Keep every line in which "return" occurs and drop the rest of the data.

(Collected data)
- Opening Delimiter -
PR #43, opened 2020-03-04
add backward compability for ssl_port

JLXIA:
add ESPv1 backward compability for ssl_port

### DIFF
--- a/docker/generic/start_proxy.py
+++ b/docker/generic/start_proxy.py
@@ -155,16 +155,6 @@ environment variable or by passing "-k" flag to this script.
        It supports HTTP/1.x, HTTP/2, and gRPC connections.
        Default is {port}'''.format(port=DEFAULT_LISTENER_PORT))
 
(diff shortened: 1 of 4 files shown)


docker/generic/start_proxy.py
```diff
@@ -506,6 +513,9 @@ def enforce_conflict_args(args):
     if args.backend_dns_lookup_family and args.backend_dns_lookup_family not in {"auto", "v4only", "v6only"}:
         return "Flag --backend_dns_lookup_family must be 'auto', 'v4only' or 'v6only'."
 
+    if args.ssl_port and args.ssl_server_path:
+        return "Flag --ssl_port is going to be deprecated, please use --ssl_server_path only."
```
nareddyt: Nit: Make it clear that `--listener_port` / `--http_port` will service SSL traffic in this case.

JLXIA: it is stated on --ssl_server_path.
- Closing Delimiter -
TASK SOLUTION ::
         return "Flag --backend_dns_lookup_family must be 'auto', 'v4only' or 'v6only'."
+        return "Flag --ssl_port is going to be deprecated, please use --ssl_server_path only."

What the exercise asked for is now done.